Auf dem Zubringer war Überholverbot angesagt, aber im Endeffekt wars auch gut so, denn so konnte ich in aller Ruhe und ohne Angst vor Dränglern erstens meine Schuhe richtig anziehen, danach den Schnellverschluss der GPS-Uhr wieder ums Handgelenk binden und den Füllstand meiner Bugflasche kontrollieren.
Zum Glück war viel weniger verloren gegangen als befürchtet!

Mit dem Verlassen des Zubringers zog Jörg an seinem Vordermann vorbei – und ich an Jörg.
Zum ersten Wendepunkt ging es relativ flach, hierher fuhr ich mir erstmal die Beine warm, denn der zweite Wendepunkt lag 100m hoch am Hang. Am Fuße des Berges legte ich das kleine Blatt auf, blieb aber in Aeroposition und fuhr mit fast 25km/h die Serpentinen hoch.
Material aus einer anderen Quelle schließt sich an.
PR #49, opened 2016-06-23
SWARM-528 first part of the issue - allow to pass port offset to test.

tremes:
Test would be nice but when I overwrite default value in arquillian.xml then it will affect other tests as well (was thinking about next test right to the `ArquillianTest`). So maybe we can introduce some additional profile or something like that.


heiko-braun:
That's great. Thanks @tremes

Fast wie im Spinningkurs!
Oben angekommen wusste ich, dass ich gar nicht mal soo schlecht im Teamranking lag: Matthias hatte zwar noch einen größeren Vorsprung (er ist aber auch ein wahnsinns Schwimmer und guter Radfahrer!), Andreas würde ich aber noch auf der ersten Abfahrt erreichen können.
Die Links-Rechts-Kurven sind ein Traum für jeden Motorradfahrer: Erst gings steil geradeaus, 80km/h konnte man hier schon erreichen, dann folgte eine 180° Rechtskurve mit Doppelleitplanken, die man schon noch mit etwas über 40 nehmen konnte. Dann ging es in eine 180° Linkskurve, in der ich stehend tretend Andreas in der Innenseite überholte.
Nach einem kleinen Geradeausstück folgten zwei 180° Linkskurven, die man schon arg flott angehen konnte und dann gings nochmal Schussfahrt geradeaus und über eine Brücke dem letzten, leicht ansteigenden Wendepunkt zu.
Ich liebe diese Radstrecke, da sie alles abfragt was einen guten Rennradfahrer ausmacht: Drücken auf den ebenen Stücken, Kraft am Berg und Geschick in der Abfahrt!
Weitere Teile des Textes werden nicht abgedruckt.